**Activity**
Everything from the line that contains "feat(backend): enable bufstream" to the end of the listing below, both ends included, is to be transcribed word for word, and nothing else.

**Stored data**
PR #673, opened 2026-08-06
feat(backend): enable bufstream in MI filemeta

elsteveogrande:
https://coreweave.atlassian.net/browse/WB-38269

**Response to the exercise**
feat(backend): enable bufstream in MI filemeta

elsteveogrande:
https://coreweave.atlassian.net/browse/WB-38269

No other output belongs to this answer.